The true measure of quality for the profiles is how well they enable feedback-directed optimizations. The speedup column of Table 2 shows the speedup obtained by using FDO over a baseline binary compiled without FDO. The baseline and FDO binaries were all compiled using the -O2 flag. The -O2 and -O0 in the legend refer to optimization flags used for the binary that was sampled to collect profiles. For most cases, better precision leads to better performance. On average, sample-based FDO on -O2 binaries with our refinements provides a speedup of 3.79% compared to 2.94% without the refinements. On binaries optimized with the -O0 flag, sample-based FDO with our refinements provides a 4.46% speedup compared to 3.09% without the refinements. We believe the majority of the difference between -O2 and -O0 stems from poor source line information. For some benchmarks (186.crafty, 256.bzip2, and 300.twolf), sample-based FDO outperforms its instrumentationbased counterpart. Since many feedback-directed optimizations in GCC are driven by threshold-based heuristics, this difference is not surprising as subtle differences. For the benchmark 181.mcf, instrumentation-based feedback-directed optimization suffers a significant performance loss compared to the baseline binary. The code sequence suffers from significantly higher branch misprediction leading to the performance degradation. For the 253.perlbmk, the performance gap is due to frequent use of the ternary operator in hottest functions. Unfortunately, samples for all instructions participating in the statement will be allocated to a single source line even though it corresponds to several basic blocks. The performance for this benchmark would no doubt improve with better source position information.
Conclusions
We designed and implemented a framework to use hardware event sampling and source position information to drive feedback-directed optimizations. By using multiple profiles and supervised learning to refine the profile precision, sampling-based FDO can achieve good overlap with the true execution frequencies and competitive speedups when compared with the instrumentation-based approach. However, samplingbased FDO provides better portability and usability while incurring negligible overhead. Our experiments show that the proposed techniques are feasible for production use on out-of-order platforms, and the precision/performance can be further improved with more precise source position information.

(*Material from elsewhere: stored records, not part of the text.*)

PR #2, opened 2020-03-13
Send email in async mode and fix redirect issue with ssl

akondas:


ansible/roles/app.env/templates/.env.local
```diff
@@ -1,4 +1,5 @@
 APP_HOST={{ server_hostname }}
+APP_PUBLIC_HOST={{ lookup('env', 'REPMAN_APP_PUBLIC_HOST') or server_hostname }}
```
akondas: this is only for our public instance, which will be hosted on `app.` subdomain

PR #3, opened 2020-03-13
Handle invalid package name and source path; Remove dists directory

karniv00l:


tests/Unit/Service/PackageSynchronizer/ComposerPackageSynchronizerTest.php
```diff
@@ -84,12 +86,26 @@ public function testSynchronizePackageWithToken(): void
...
         $json = unserialize((string) file_get_contents($path));
         self::assertTrue($json['packages']['repman-io/repman'] !== []);
         @unlink($path);
     }
+
+    public function testSynchronizePackageWithInvalidName(): void
+    {
+        $this->synchronizer->synchronize(PackageMother::withOrganization('path', $this->resourcesDir.'path/invalid-name', 'buddy'));
+        // exception was not thrown
+        self::assertTrue(true);
```
akondas: we need to check if correct error was handled

src/Service/Organization/PackageManager.php
```diff
@@ -8,16 +8,19 @@
...
 {
     private Storage $distStorage;
     private string $baseDir;
+    private Filesystem $filesystem;
 
     public function __construct(Storage $distStorage, string $baseDir)
     {
         $this->distStorage = $distStorage;
         $this->baseDir = $baseDir;
+        $this->filesystem = new Filesystem();
```
akondas: why not dependency injection?

src/Service/PackageSynchronizer/ComposerPackageSynchronizer.php
```diff
@@ -54,7 +56,16 @@ public function synchronize(Package $package): void
                 }
             }
 
+            if (!$latest) {
+                throw new \RuntimeException('Package not found');
+            }
```
akondas: this can be check earlier, right after `$packages = $repository->getPackages()`, for example:
```php
if($packages === []) {
}
```

src/Service/PackageSynchronizer/ComposerPackageSynchronizer.php
```diff
@@ -54,7 +56,16 @@ public function synchronize(Package $package): void
...
+
             $name = $latest->getPrettyName();
+
+            if (!preg_match(self::NAME_PATTERN, $name, $matches) || empty($matches)) {
```
akondas: i think we can move this also to `Package` and protect domain from setting incorrect package name

PR #10, opened 2020-03-18
Fix warning on user profile page when emial is not verified

akondas:


templates/user/profile.html.twig
```diff
@@ -7,7 +7,7 @@
 {% if not is_user_confirmed %}
     <h3>Verify your email address</h3>
     <div class="alert alert-warning">
-        Please click the activation link for <strong>{{ "asd@asd.pl" }}</strong> to verify your email.
```
akondas: :scream:

PR #17, opened 2020-03-25
Replace file writes with atomic file writer for better conccurency support

akondas:


src/Service/AtomicFile.php
```diff
@@ -0,0 +1,16 @@
...
+namespace Buddy\Repman\Service;
+
+final class AtomicFile
+{
+    public static function write(string $filename, string $content): void
+    {
+        $tempFilename = $filename.'.'.uniqid('temp', true);
+
+        file_put_contents($tempFilename, $content);
+        rename($tempFilename, $filename);
```
akondas: reference: https://tqdev.com/2018-locking-file-cache-php

PR #35, opened 2020-04-07
Require user current password on password change

akondas:


templates/user/profile.html.twig
```diff
@@ -6,41 +6,49 @@
...
+        <button
+            class="btn btn-danger"
+            type="button"
+            data-target="confirmation"
+            data-action="{{ url('user_remove') }}"
+            data-method="DELETE"
+        >
+            Delete Account
+        </button>
+    </div>
```
akondas, line 53: Screenshot from 2020-04-07 08-57-01

PR #49, opened 2020-04-14
Allow admin to update user roles (promote to admin)

akondas:


src/Query/Admin/UserQuery/DbalUserQuery.php
```diff
@@ -22,7 +22,7 @@ public function findAll(int $limit = 20, int $offset = 0): array
     {
         return array_map(function (array $data): User {
             return $this->hydrateUser($data);
-        }, $this->connection->fetchAll('SELECT id, email, status, roles FROM "user" LIMIT :limit OFFSET :offset', [
+        }, $this->connection->fetchAll('SELECT id, email, status, roles FROM "user" ORDER BY email LIMIT :limit OFFSET :offset', [
```
akondas, line 25: prevent user list to flicker :wink:

src/Entity/User.php
```diff
@@ -189,6 +189,14 @@ public function getRoles(): array
         return array_unique($roles);
     }
 
+    /**
+     * @param string[] $roles
+     */
+    public function changeRoles(array $roles): void
+    {
+        $this->roles = array_unique($roles);
```
marmichalski, line 197: Should add array_values here to prevent the serialized value to transform into json object 🤷

PR #50, opened 2020-04-15
Stop propagation of expired token exception

akondas:
this prevents the caught exception from being sent to the sentry


src/Service/Symfony/RefreshOAuthTokenListener.php
```diff
@@ -38,15 +38,16 @@ public function onKernelException(ExceptionEvent $event): void
         }
 
         $event->setResponse(new RedirectResponse($this->router->generate('refresh_oauth_token', ['type' => $exception->type()])));
+        $event->stopPropagation();
```
marmichalski, line 41: `setResponse` already stops propagation :scream:

akondas: :thinking: actually yes, this was added with momentum, but the prudent always insured :surfer:

Issue #56, opened 2020-04-16
Organization members


akondas:
Currently, the organization has only the owner - the user who created it. 

Members - will give the opportunity to manage people in the organization, send invitations and remove them.

Features:
- [ ] invite by e-mail
- [ ] two manage scope: member, admin

akondas:
Then let's try to write the permissions:

**Member**
- manage packages (can't remove)
- see organization tokens

**Admin**
- can remove package
- manage tokens
- organization configuration 

**Owner**
- remove organization
- transfer ownership

akondas:
Now is time form flow:

- Owner creates invitation
  - choose a role
  - invitation has a finite period of validity
- User accepts invitation
  - already exist: click link in e-mail 
  - new users: creates account

karniv00l:
looks good

akondas:
:tada: released in [0.2.0](https://github.com/repman-io/repman/releases/tag/0.2.0)

PR #57, opened 2020-04-16
Allow invite user to organization (application layer)

### LINKED ISSUE #53: Should add array_values here to prevent the serialized value to transform into json object 🤷
Should add array_values here to prevent the serialized value to transform into json object 🤷

_Originally posted by @marmichalski in https://github.com/repman-io/repman/pull/49_

akondas:
Resolves #53

### DIFF
--- a/src/Entity/Organization.php
+++ b/src/Entity/Organization.php
@@ -4,11 +4,14 @@ declare(strict_types=1);
 
 namespace Buddy\Repman\Entity;
 
+use Buddy\Repman\Entity\Organization\Invitation;
+use Buddy\Repman\Entity\Organization\Member;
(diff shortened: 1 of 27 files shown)


src/Entity/Organization.php
```diff
@@ -157,4 +174,28 @@ public function changeAlias(string $alias): void
     {
         $this->alias = $alias;
     }
+
+    public function inviteUser(string $email, string $role, string $token): void
+    {
+        if ($this->invitations->exists(fn (int $key, Invitation $invitation) => $invitation->email() === $email)) {
+            return;
```
akondas, line 181: instead of raising an exception, I'd like to try a different approach

akondas:
Part of #56 (application layer)

PR #60, opened 2020-04-17
Add command for syncing packagist releases

karniv00l:


src/Command/ProxySyncReleasesCommand.php
```diff
@@ -0,0 +1,77 @@
...
+            list($name, $version) = explode(' ', (string) $item->guid);
+            $this->syncPackages($proxy, $name, $version);
+        }
+
+        return 0;
+    }
+
+    private function syncPackages(Proxy $proxy, string $name, string $version): void
+    {
+        foreach ($proxy->syncedPackages() as $package) {
```
akondas, line 54: what about first dump synced packages to array with name as keys, and then use only `isset` to prevent looping again for each item

docker-compose.yml
```diff
@@ -39,6 +39,17 @@ services:
     depends_on:
       - app
 
+  cron:
```
akondas, line 42: we also need to create a role for Ansible

Issue #59, opened 2020-04-17
Support for self-hosted GitLab


mgrajcarek:
Hi!

I have another feature request. 
Could you add a possibility to setup GitLab URL, so I could use private, self hosted GitLab instance istead of gitlab.com? 
It could be configured by .env variable, nothing funcy needed.
Thanks in advance!

Best, Maciej

akondas:
Currently, this can be done via SSH, you choose the Git package type, you give the url of your repository and you configure your instance to let the repman in. 

In this case, however, you will need to configure the webhook manually, so the option you mention will be useful and will be done.

mgrajcarek:
SSH configuration works as a charm!
Looking forward for extension of this feature in a near future.

JonEllis:
I have the bodgiest "fix" for this - you can simply replace the usages of `gitlab.com` in php files in the installed app (not just this repo). I should say this is not a good fix, but a quick and dirty one.

Assuming you've set your `OAUTH_GITLAB_CLIENT_ID` and `OAUTH_GITLAB_CLIENT_SECRET` env vars, you can run this to replace the Gitlab instance (replace `gitlab.example.com` with your Gitlab instance):

``` bash
find . -type f -name '*.php' -print0 | xargs -0 grep -l gitlab.com | xargs sed -i 's/gitlab.com/gitlab.example.com/g'
```

If you're deploying using docker (like I am), you can add override the command of the app container by adding this to your `docker-compose-override.yml` file to replace it before the app starts:

``` yaml
version: '3.4'

services:
  app:
    command: >
      bash -c "
      find . -type f -name '*.php' -print0 | xargs -0 grep -l gitlab.com | xargs sed -i 's/gitlab.com/gitlab.example.com/g' &&
      bin/console cache:clear &&
      bin/console cache:warmup &&
      bin/console d:m:m --no-interaction &&
      bin/console messenger:setup-transports --no-interaction &&
      php-fpm"
```

Now, this isn't perfect, but lets you authenticate using your Gitlab instance and find repositories through the nice integration.

A caveat is that it generates HTTPS rather than SSH repos, so you have to "fix" them in the database.

Then you can set the `GIT_SSH_COMMAND=ssh -i /app/ssh/repman.key` env variable and repman will use the key when performing SSH git operations.


tl;dr - It's probably best to wait until this project is updated to support self-hosted instances and to handle SSH keys (there's another issue for that bit already).

akondas:
[...]

PR #63, opened 2020-04-20
Extract GitLab API url to allow to integrate with self-hosted instance

akondas:


akondas:
Fixes #59 (although we will probably do it even better)

PR #66, opened 2020-04-20
Run docker pipelines after tests, lock versions

karniv00l:


docker-compose.yml
```diff
@@ -31,7 +31,7 @@ services:
 
   consumer:
     restart: always
-    image: buddy/repman
+    image: buddy/repman:0.1.0
```
akondas, line 34: this should be done before tag

PR #70, opened 2020-04-21
Use lock to prevent multiple jobs run simultaneously

karniv00l:


src/Command/ProxySyncReleasesCommand.php
```diff
@@ -39,6 +43,11 @@ protected function configure()
 
     protected function execute(InputInterface $input, OutputInterface $output)
     {
+        $lock = $this->lockFactory->createLock('packagist_releases_feed');
+        if (!$lock->acquire()) {
+            return 0;
+        }
+
```
karniv00l, line 50: lock is released automatically on instance destruction

akondas:
we need to add settings for `codecov/patch` like for `codecov/project`

akondas:
```
coverage:
    status:
        project:
            default:
                informational: true
        path:
            default:
                informational: true
```

src/Command/ProxySyncReleasesCommand.php
```diff
@@ -59,6 +77,7 @@ private function syncPackages(\SimpleXMLElement $feed): void
         }
 
         foreach ($feed->channel->item as $item) {
+            $this->lock->refresh();
```
akondas, line 80: I think `refresh` can happen in `if (isset($syncedPackages[$name])) {` condition

karniv00l: done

The results presented here represent an initial implementation. Our ongoing work is exploring using the over-sampled/under-sampled basic block classification to further tune the MCF smoothing algorithm. We are also investigating heuristics to avoid precision loss due to code duplicating optimizations. We also plan to explore hybrid models, where instrumentation is used selectively to profile areas of the application where sampling is too inaccurate. By carefully controlling where instrumentation is inserted, we believe the overhead can be kept low enough to allow the instrumented binaries to be used in production.
Further, while our current implementation focuses on generating edge profiles, we plan on exploring using other types of profiles, such as cache miss profiles to guide code-and data-layout optimizations, and branch misprediction profiles to guide if-conversion. Ultimately, we believe these additional profiles facilitated by hardware event sampling will significantly improve the profitability of feedback-directed optimization.